▶ EXERCISE
List each line of the data in which the string "slog" appears.

Dataset items
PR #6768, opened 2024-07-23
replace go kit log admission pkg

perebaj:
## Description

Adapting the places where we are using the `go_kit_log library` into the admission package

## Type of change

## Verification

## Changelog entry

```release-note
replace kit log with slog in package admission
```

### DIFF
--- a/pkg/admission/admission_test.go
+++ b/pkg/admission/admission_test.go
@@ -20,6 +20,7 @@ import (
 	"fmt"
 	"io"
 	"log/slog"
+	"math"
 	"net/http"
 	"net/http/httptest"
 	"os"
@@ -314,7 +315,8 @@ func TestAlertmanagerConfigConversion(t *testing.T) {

▶ TASK SOLUTION
replace kit log with slog in package admission
 	"log/slog"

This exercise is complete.